I did not think these guys/gals would be so bold and active, I love them.


----------



## DenZ0r (Oct 19, 2007)

Here are some of my younger Yellowbacks

hope you enjoy

2-3 months old









4 months old









4months old









Greetings


----------



## flyingkip (Jan 9, 2005)

Oyapock









Patricia

















Lorenzo


----------



## Bill Finley (Sep 9, 2004)

Well, Here's my New River Trio and some other Favorites;

New River Trio 2.1









Regina Pair









Oyapok Pair









Patricia Pair









Bakhuis Female










Bill Finley
Maine


----------



## Elphaba (Aug 26, 2007)

Nice Lorenzo, Kip!  I was hoping to see some of those!

Also really loving those New Rivers, Bill. Really cool frogs.

Best,
Ash


----------



## Julio (Oct 8, 2007)

Hey Bill,
those new rivers look like Blue sips to me!


----------



## KevinS (Sep 23, 2008)

Julio said:


> Hey Bill,
> those new rivers look like Blue sips to me!

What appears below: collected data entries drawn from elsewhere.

PR #172, opened 2022-09-12
Coherent return types for Kruskal and Prim

### LINKED ISSUE #130: Coherent return types for Kruskal vs Prim
See https://github.com/JuliaGraphs/SimpleWeightedGraphs.jl/issues/17

When applied on a `SimpleWeightedGraphs`, one function returns a vector of `Edge`, the other a vector of `SimpleWeightedEdge`

Related discussion on Graphs.jl:
- https://github.com/JuliaGraphs/Graphs.jl/issues/120
- https://github.com/JuliaGraphs/Graphs.jl/pull/116
- https://github.com/JuliaGraphs/Graphs.jl/pull/125

aurorarossi:
Now both  algorithms return a `Vector{Edges}`. I chose `Vector{Edges}` instead of `Vector{SimpleWeightedEdge}` because in this way the code is faster. In the case that weights are needed it is easy to query them.
Issue #130

### DIFF
--- a/src/spanningtrees/kruskal.jl
+++ b/src/spanningtrees/kruskal.jl
@@ -14,7 +14,7 @@ function kruskal_mst end
 
     connected_vs = IntDisjointSets(nv(g))
 
-    mst = Vector{edgetype(g)}()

They look awesome to me either way. Thanks for the pic.


----------



## Otis (Apr 16, 2006)

Know I have more pics, but can't seem to find them...


----------



## Bill Finley (Sep 9, 2004)

You know, the difference between Blue Sips and New River, about the same as Having Red Bastimentos and Orange Bastimentos, give Orange Basti, some Naturose, and you have a Red Basti, in 3 weeks. 
According to Tropical Experience, they are basically the same along with, Kutari River. I'm not sure 100%, although I got them from Greg & Amanda, as New River, so I'll call them New River's.

Bill


----------



## Julio (Oct 8, 2007)

if you like to think so that is fine, but those are the first new rivers i have ever seen that look like that.


----------



## t-o-l-o (Oct 21, 2008)

Here are my two patrica's


----------



## Jerm (May 20, 2008)

Here are a couple of my Brazilians..
























This one is neat because you can see his tongue shooting out to catch a fruitfly..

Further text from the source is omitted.